Le poète des Emirs Mohamed Ould Taleb aurait été nommé conseiller à l’ambassade mauritanienne en Libye. Cette promotion serait consécutive à la participation active de ce poète dans l’accueil réservé au Guide libyen lors de son séjour dans notre pays, pour une médiation qu’il s’est avéré par la suite infructueuse. Dans les soirées et les autres cérémonies organisées à l’honneur de Kadhafi,  Ould Taleb a chanté la gloire du Guide et du Général comme il a chanté pour remporter la seconde place du prix de l’Emir des poètes du monde arabe. Pour des raisons de sous, Ould Taleb n’était pas en bonne sainteté avec le régime renversé.

Kouchner

Evoquant la position du Quai d’Orsay sur la Mauritanie dans une interview à l'hebdomadaire parisien Jeune Afrique, le ministre des affaires étrangères français dira "notre position est identique à celle du président de la Commission de l'Union africaine Jean Ping. Il s'agit encore d'une forme de coup d'État, cette fois sans effusion de sang. Le général Abdelaziz doit démissionner au moins quarante-cinq jours avant l'élection présidentielle s'il souhaite s'y présenter. Et le président Ould Abdallahi, qui est le seul légitime, doit diriger la transition tout en acceptant de passer ensuite la main. C'est le meilleur compromis possible. Je sais bien que, dans la région, tout le monde ou presque semble s'être allié à la solution Ould Abdelaziz : le Maroc, l'Algérie, la Libye, le Sénégal... Nous tenons compte de ce contexte tout en restant fermes sur les principes.
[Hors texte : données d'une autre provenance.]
PR #464, opened 2023-01-09
Added OAuth2 refresh token flow implementation + shortened `id` and `access` token lifespans

BarcoMasile:
## Description
This PR introduces the implementation of the refresh token flow for the OAuth2 protocol, enabling us to shorten token lifespans without breaking user experience.

## Changes
- the `authenticate` method now checks if it's possible to refresh tokens when an expired accesstoken is used, and if so it performs the refresh setting new cookies values to be added to the response in a request context ( `g.auth_cookies`) to be used in a custom `afterresponse` func (this was done to avoid handling response objects manually since a view function could return either a dict and a code like in `app.py`, or a true `Response` object, like in `handlers.py`)
- added custom refreshtokenerror exception + handler
- tests have been added and existing tests adjusted
- edited the pcluster-manager.yaml to shorten lifespans of id and access token

## How Has This Been Tested?
- unit tests
- manual tests
- manually deployed PCM in cloudformation to verify shortened ilfespans

## PR Quality Checklist

### DIFF
--- a/api/PclusterApiHandler.py
+++ b/api/PclusterApiHandler.py
@@ -22,6 +22,8 @@ from flask import abort, redirect, request
 from flask_restful import Resource, reqparse
 from jose import jwt
 
+from api.exception.exceptions import RefreshTokenError
+from api.pcm_globals import set_auth_cookies_in_context
 from api.security.csrf.constants import CSRF_COOKIE_NAME
 from api.security.csrf.csrf import csrf_needed
 from api.utils import disable_auth
@@ -116,8 +118,24 @@ def sigv4_request(method, host, path, params={}, headers={}, body=None):
 
     return req_call(boto_request.url, data=body_data, headers=boto_request.headers, timeout=30)
 
+def refresh_tokens(refresh_token):
+    auth = requests.auth.HTTPBasicAuth(CLIENT_ID, CLIENT_SECRET)
 
-# Wrappers
+    resp = requests.post(
+        TOKEN_URL,
+        data={"grant_type": 'refresh_token', "refresh_token": refresh_token, "client_id": CLIENT_ID},
+        auth=auth,
+        headers={"Content-Type": "application/x-www-form-urlencoded"},
+    )
+
+    if resp.status_code != 200:
+        raise RefreshTokenError(resp.json().get('error'))
+
+    values = resp.json()
+    access_token = values.get("access_token")
+    id_token = values.get("id_token")
+
+    return {'accessToken': access_token, 'idToken': id_token}
 
 def authenticate(groups):
     if disable_auth():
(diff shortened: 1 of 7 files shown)


api/PclusterApiHandler.py
```diff
@@ -116,8 +118,24 @@ def sigv4_request(method, host, path, params={}, headers={}, body=None):
...
 
-# Wrappers
+    if resp.status_code != 200:
+        raise RefreshTokenError(resp.json().get('error'))
+
+    values = resp.json()
+    access_token = values.get("access_token")
+    id_token = values.get("id_token")
+
+    return {'accessToken': access_token, 'idToken': id_token}
```
mendaomn, line 138: question: why do we not expect a new refresh token?(I'm reading [this for reference](https://auth0.com/docs/secure/tokens/refresh-tokens/refresh-token-rotation), and it seems the flow involves returning a new refresh token)

api/PclusterApiHandler.py
```diff
@@ -130,7 +148,13 @@ def authenticate(groups):
     try:
         decoded = jwt_decode(access_token)
     except jwt.ExpiredSignatureError:
-        return abort(401)
+        refresh_token = request.cookies.get('refreshToken', None)
+        if refresh_token is None:
+            return abort(401)
```
mendaomn, line 153: suggestion: I believe this case is already covered by the `refresh_tokens` function (I'm guessing it will raise a `RefreshTokenError`)

infrastructure/pcluster-manager.yaml
```diff
@@ -259,11 +259,11 @@ Resources:
...
       RefreshTokenValidity: 7
-      AccessTokenValidity: 1
-      IdTokenValidity: 1
+      AccessTokenValidity: 10
+      IdTokenValidity: 10
       TokenValidityUnits:
-        AccessToken: "days"
-        IdToken: "days"
+        AccessToken: "minutes"
+        IdToken: "minutes"
```
mendaomn, line 267: question: have you checked `update_infrastructure.sh` can successfully run after these changes?

api/tests/test_authenticate.py
```diff
@@ -59,6 +63,18 @@ def test_authenticate_with_signature_exception_returns_401(mocker, app):
 
         mock_abort.assert_called_once_with(401)
 
+def test_authenticate_with_valid_refresh_token(mocker, app):
```
mendaomn, line 66: nit-pick: I believe it would be slightly more informative to state it like "test authenticate with expired token" or something along those lines (we are not testing the validity of the refresh token)

BarcoMasile: Nice, I'll follow your advice

infrastructure/pcluster-manager.yaml
BarcoMasile: I haven't run the command so unfortunately no (but I will of course check for the outcome and fix in case)

api/PclusterApiHandler.py
BarcoMasile: Cognito doesn't return a new refresh token (as other OIDC providers do) but instead you need to keep the old one and reuse it until it expires

api/PclusterApiHandler.py
BarcoMasile: As it is right now, refresh_tokens performs the POST and expects a refresh token
I preferred to leave the concern of checking for the presence of the token outside the function that uses it

mendaomn (approved):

Il n'y a pas de bon coup d'État.

Désobéissance civile

Le richissime homme d’affaire mauritanien Rachid Moustapha a, dans une interview que lui a  accordée la chaîne télévisée Africa 24 basée à Abidjan, réitéré son appel à  une désobéissance civile en Mauritanie pour faire échouer le coup d’Etat militaire. Il a justifié cet appel par le fait que les auteurs du renversement du président déchu ont profité d’une crise institutionnelle qu’ils ont eux- mêmes suscitée pour prendre le pouvoir. Selon lui, cela est inacceptable et injuste. Rachid  Moustapha  a dans un français approximatif, tenu la junte pour responsable de la crise actuelle. « Ce ne sont pas des généraux ces gens –là.  Ce sont de simples aides camp. Ils ne méritent pas leurs galons » a-t-il lancé à l’endroit des généraux.  Candidat malheureux à l’élection présidentielle de 2007,  l’auteur de cet appel à la désobéissance civile réside en Angola où il brasse une fortune colossale. Il s’est illustré  durant sa campagne par des déplacements fracassants qui ont séduit quelques chasseurs de primes. Il dirige son propre  parti.